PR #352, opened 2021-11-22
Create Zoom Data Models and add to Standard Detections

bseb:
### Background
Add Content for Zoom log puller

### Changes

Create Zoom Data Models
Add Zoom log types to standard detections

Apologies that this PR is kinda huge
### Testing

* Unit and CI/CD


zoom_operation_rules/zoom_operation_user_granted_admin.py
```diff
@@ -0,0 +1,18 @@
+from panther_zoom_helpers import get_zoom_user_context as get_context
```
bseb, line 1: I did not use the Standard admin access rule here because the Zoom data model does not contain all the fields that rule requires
---
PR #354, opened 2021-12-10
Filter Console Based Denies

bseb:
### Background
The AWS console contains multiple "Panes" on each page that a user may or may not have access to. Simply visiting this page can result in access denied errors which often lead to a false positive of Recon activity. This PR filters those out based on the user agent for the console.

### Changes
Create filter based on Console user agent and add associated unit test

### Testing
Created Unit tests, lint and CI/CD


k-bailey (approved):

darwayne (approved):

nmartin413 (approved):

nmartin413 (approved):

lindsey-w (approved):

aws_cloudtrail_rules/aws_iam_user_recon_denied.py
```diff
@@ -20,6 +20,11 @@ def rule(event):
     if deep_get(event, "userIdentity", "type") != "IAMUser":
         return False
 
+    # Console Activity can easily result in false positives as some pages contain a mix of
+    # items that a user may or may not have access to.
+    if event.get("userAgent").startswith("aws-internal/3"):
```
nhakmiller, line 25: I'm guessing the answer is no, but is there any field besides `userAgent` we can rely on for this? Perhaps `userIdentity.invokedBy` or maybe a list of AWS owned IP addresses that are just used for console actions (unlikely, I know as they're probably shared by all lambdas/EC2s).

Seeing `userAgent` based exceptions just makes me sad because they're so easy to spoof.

### Exercise instructions
Show the lines of the material that contain the word "this".

### Answer space
Apologies that this PR is kinda huge
The AWS console contains multiple "Panes" on each page that a user may or may not have access to. Simply visiting this page can result in access denied errors which often lead to a false positive of Recon activity. This PR filters those out based on the user agent for the console.
nhakmiller, line 25: I'm guessing the answer is no, but is there any field besides `userAgent` we can rely on for this? Perhaps `userIdentity.invokedBy` or maybe a list of AWS owned IP addresses that are just used for console actions (unlikely, I know as they're probably shared by all lambdas/EC2s).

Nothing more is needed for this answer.